Bloat? One button per entity and a single js function?
Well, you did mention an additional JavaScript library, so that's
one more dependency / request per cold cache. Also, if not bloat,
then visual clutter.
I'm not against adding it if there's demand, but right now it
does sound pretty specific. Have you seen this being done in
other languages' standard libraries?
Perhaps we should improve editor support instead. For my
previous editor I had this nice setup:
http://dump.thecybershadow.net/e91be687ebaeb0171d830025adf82848/autofix.gif
I've added a json target to the Phobos posix.mak a while ago.
Care to beat me to writing the Emacs Lisp port? :)

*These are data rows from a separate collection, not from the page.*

PR #280, opened 2020-12-04
Improve save user locations

### LINKED ISSUE #202: Unable to use LinkContainer
Revisit the use of `LinkContainer`. Earlier attempts have resulted in LinkContainer not being able to get the router info (does it have to do with the React router setup?)

_Originally posted by @landonreed in https://github.com/opentripplanner/otp-react-redux/pull/174_

binh-dam-ibigroup:
This PR changes the user's saved locations pane ~using `LocationField` for entering locations and obtaining the locations coordinates, so that coordinates are persisted with the user preferences.~ by updating the widget (`FavoritePlaceRow`) to display each location (place).

~The PR also lets the user~ Clicking a `FavoritePlaceRow` opens a page (`FavoritePlacePage`) where the user can change the type of location (e.g. 'dining', 'custom' - what other predefined types need to be added?). ~A dropdown is added to the left of the location. (It is not possible to edit the nickname of each location yet.)~

Code-wise, each location row is now its own ~`FavoriteLocation`~ `FavoritePlaceRow` component. The `FavoritePlacePage` ~that~ hosts a styled ~`FavoriteLocationField`~ `PlaceLocationField` version of `LocationField`. ~This will allow further refinements of the layout or allowing more advanced editing so let me know if you have any suggestions.~

EDIT 1:
- The PR refactors the code connecting `LocationField` instances to the redux store.
- The PR replaces instances where FontAwesome is used directly with `Icon` (from narrative).

EDIT 2:
- Added a nickname field for the locations
- Updated the styling to reflect mockup
- Added a new `FixedFavoriteLocation` component and removed quirks in the code regarding placeholders
- Moved more shared components to `favorite-location-controls`.
- Updated screenshots below.

EDIT 3
- Moved favorite location components to subfolder `/user/favorite-locations/`

EDIT 4
- Updated PR description
- Renamed `/user/favorite-locations/` => `/user/places` and renamed components within.
- Added page/routing support for editing places.
- Updated visuals

EDIT 5:

- Create new versions of `<Link>` and `<LinkContainer>` that preserve the query parameters (fix #202).
- Use a separate URL for each page in the New account wizard (e.g. `/account/create/terms`), so that when user finishes editing a place, they remain in the wizard mode instead of seeing a single page with all settings.
- Issue: If the new user set the notification preference other than email then edits a place, the notification preference is lost. This issue will be addressed when we remove the Save button for user settings.

EDIT 6:

When editing places:
- while creating new accounts, the "My account" header is not shown.
- the Back/Save buttons are now shown below the place details. 

~Screenshot:~
image

~NEW screenshots:~ 
image

image

NEWEST screenshots

image

image


lib/components/user/favorite-location.js
```diff
@@ -0,0 +1,236 @@
+import React, { Component } from 'react'
+import {
+  Button,
+  DropdownButton,
+  FormGroup,
+  Glyphicon,
+  InputGroup,
+  MenuItem
+} from 'react-bootstrap'
+import FontAwesome from 'react-fontawesome'
```
landonreed, line 10: This is not generally how icons are defined in this app. We should be importing the Icon component:

```
import Icon from '../narrative/icon'
```

It looks like there are a couple of other spots where FontAwesome is used like this. We should replace those as well.

lib/components/user/favorite-location.js
```diff
@@ -0,0 +1,236 @@
...
+      this._handleLocationChange({ location: newLocation })
+    } else {
+      arrayHelpers.remove(index)
+    }
+  }
+
+  _handleLocationChange = ({ location }) => {
+    const { arrayHelpers, index, location: oldLocation } = this.props
+    const { icon, type } = oldLocation
+    arrayHelpers.replace(index, makeFavoriteLocation(location, type, icon))
```
landonreed, line 93: The updated UI mocks for user account show that we're moving away from making changes and then clicking a 'Save Preferences' button. I don't think we should invest more in this current approach. I'd like to see these handlers make PUT calls to update the user account with the list of locations. I'm also wondering if it might be good to have `UserLocation.class` extend Model so that we can get ids on these objects (separate concern from what's at hand).

lib/components/user/favorite-location.js
```diff
@@ -0,0 +1,236 @@
...
+      DropdownBtn = NewLocationDropdownButton
+    } else {
+      location = this.props.location
+      // TODO: lookup icon using location.type
+      icon = location.icon
+      iconTitle = location.type
+      handler = this._handleLocationChange
+      hideDelete = false // isFixed && isBlank(location.address)
+      placeholder = isFixed ? `Add ${location.type}` : 'Enter a favorite address'
+      DropdownBtn = StyledDropdown
```
landonreed, line 143: Since so much is different between new/existing, it might be more readable to have a separate component: 
```jsx
<NewLocation arrayHelpers={arrayHelpers} />
```

lib/components/user/favorite-location.js
```diff
@@ -0,0 +1,236 @@
...
+      title={<FontAwesome name={locationType.icon} style={{width: '10px'}} />}
+    >
+      {locationTypes.map((t, index) => (
+        <MenuItem eventKey={t} key={index} onSelect={onChange}>
+          <FontAwesome name={t.icon} style={{width: '15px'}} /> {t.text}
+        </MenuItem>
+      ))}
+    </DropdownButtonComponent>
+  )
+}
```
landonreed, line 234: This file is big enough that it might be worth moving this selector to its own file.

lib/components/user/favorite-locations-pane.js
```diff
@@ -1,151 +1,48 @@
...
+  return (
+    <div>
+      <ControlLabel>Add the places you frequent often to save time planning trips:</ControlLabel>
+
+      <FieldArray
+        name='savedLocations'
+        render={arrayHelpers => (
+          <>
+            {savedLocations.map((loc, index) => {
+              const isHomeOrWork = loc === homeLocation || loc === workLocation
```
landonreed, line 24: No need to define `homeLocation` and `workLocation` variables, right? I would rather see the `isFixed` prop go away entirely and just have favorite-location handle this internally (no need to define this extra prop as far as I can tell).

landonreed (changes requested):
A couple of changes. We do have some updated mocks that deal with the user account page (see sprint review presentation) that this doesn't align with, but perhaps we should discuss further (maybe we can handle alignment in a separate PR).

lib/components/form/favorite-location-field.js
```diff
@@ -0,0 +1,59 @@
...
+    display: table-cell;
+    font-size: 100%;
+    line-height: 20px;
+    padding: 6px 12px;
+    width: 100%;
+  }
+`
+
+// connect LocationField to redux store
+// TODO: Refactor. Each time we want to apply styles to LocationField, we need to reconnect it.
```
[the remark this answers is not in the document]
binh-dam-ibigroup: I just thought of this: what do you think of a higher-order component that basically does `connect(mapStateToProps, mapDispatchToProps)(LocationFieldArg)`, and we would apply it to the three instances where we use `LocationField`?

lib/components/user/favorite-location.js
binh-dam-ibigroup: I think we will need an overall discussion when we commision the work to remove the 'Save Preferences' button.

lib/components/user/favorite-location.js
binh-dam-ibigroup: Should I replace the `FontAwesome` instance in `NavigationBar` (mobile component)? This would happen:
image

landonreed: Feel free to tweak `icon.js` if the fixedWidth prop is giving you trouble. Easiest thing might be to just pass `fixedWidth={false}` to where it's used in navbar.

lib/components/user/favorite-location.js
landonreed: This current approach (not saving anything until 'Save prefs' is clicked) is not working well from a UX perspective, so it's really not beneficial to build this component around that behavior.

lib/components/user/favorite-location.js
binh-dam-ibigroup: NavigationBar arrow icon is updated in https://github.com/opentripplanner/otp-react-redux/pull/280/commits/eccfa5ccd2006c56e279ee185ea4f48fbbe62008.

lib/components/form/favorite-location-field.js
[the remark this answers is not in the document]
binh-dam-ibigroup: This is now addressed by #284.

lib/components/user/favorite-location.js
binh-dam-ibigroup: I agree on the principle. I think it is best to revise that event handler around the time we make the change to the backend.

lib/components/user/favorite-locations-pane.js
binh-dam-ibigroup: Hmmm no, this would couple FavoriteLocations with isHome and isWork.

binh-dam-ibigroup: FavoriteLocations is tied with isHome and isWork right now, but I might have an idea.

binh-dam-ibigroup: Okay, I have simplified the overall handling of work and home in https://github.com/opentripplanner/otp-react-redux/pull/280/commits/bcce0e4b6ce0cc0606208d6eac75dc7380fd8f77.

lib/components/user/favorite-location.js
binh-dam-ibigroup: Updated in https://github.com/opentripplanner/otp-react-redux/pull/280/commits/9298f94739c2196c0a6f47717a9481c12ad1e306.

lib/components/user/favorite-location.js
binh-dam-ibigroup: Updated in https://github.com/opentripplanner/otp-react-redux/pull/280/commits/9298f94739c2196c0a6f47717a9481c12ad1e306

lib/components/user/favorite-locations-pane.js
binh-dam-ibigroup: I eventually did away with that `isFixed` or `placeholder` prop. There is a new component `FixedFavoriteLocation` from https://github.com/opentripplanner/otp-react-redux/pull/280/commits/b5b3739a2a63157c758ea734c3e8507793f94cfc.

binh-dam-ibigroup:
> Looking good, but I do have a couple of changes. We do have some updated mocks that deal with the user account page (see sprint review presentation) that this doesn't align with, but perhaps we should discuss further (maybe we can handle alignment in a separate PR).

@landonreed I updated the layout so it is closer to the mockup now (see updated screenshots in PR description).

landonreed:
@binh-dam-ibigroup, I'm not seeing the location field with the Home/Work label as shown in the screenshot. Here's what I see:

image

binh-dam-ibigroup:
> @binh-dam-ibigroup, I'm not seeing the location field with the Home/Work label as shown in the screenshot. Here's what I see:
> 
> image

@landonreed I was able to reproduce and fixed in. https://github.com/opentripplanner/otp-react-redux/pull/280/commits/4a33ffd52772c06d4302edbdd09c52c9766a1bae for new accounts. On existing accounts, check in the database that the `name` field of the saved home/work locations is populated.

landonreed:
@binh-dam-ibigroup, I think if the type is home or work, we should force the `name` value to be Home/Work regardless of what's persisted in the database.

binh-dam-ibigroup:
> @binh-dam-ibigroup, I think if the type is home or work, we should force the `name` value to be Home/Work regardless of what's persisted in the database.

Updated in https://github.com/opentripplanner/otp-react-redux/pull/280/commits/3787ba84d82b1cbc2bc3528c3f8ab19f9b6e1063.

Interesting, but relying on compile errors will increase
debug/test turnaround times. It also doesn't quite fit my
workflow which goes like this.
- wasn't there a function for that somewhere (searching,
sometimes browsing to find the right function)
- reviewing documentation and examples (how to use)
- type `import std.algorithm.iteration : sum`
Well, use of selective imports seems subjective, though it does
sound like good practice. The editor integration doesn't need to
rely on compiler errors, e.g. DCD could just search its cache for
all known modules known to declare the symbol-at-point. Another
idea is a macro which transforms the URL to the symbol
documentation into a selective import / fully qualified name.
Do we have some website stats to know how people are using our
documentation?
We do have statistics for server requests (i.e. browser usage),
but nothing more, AFAIK. I'm not even sure what statistics we
could gather that could infer the need (or lack) for such a
feature.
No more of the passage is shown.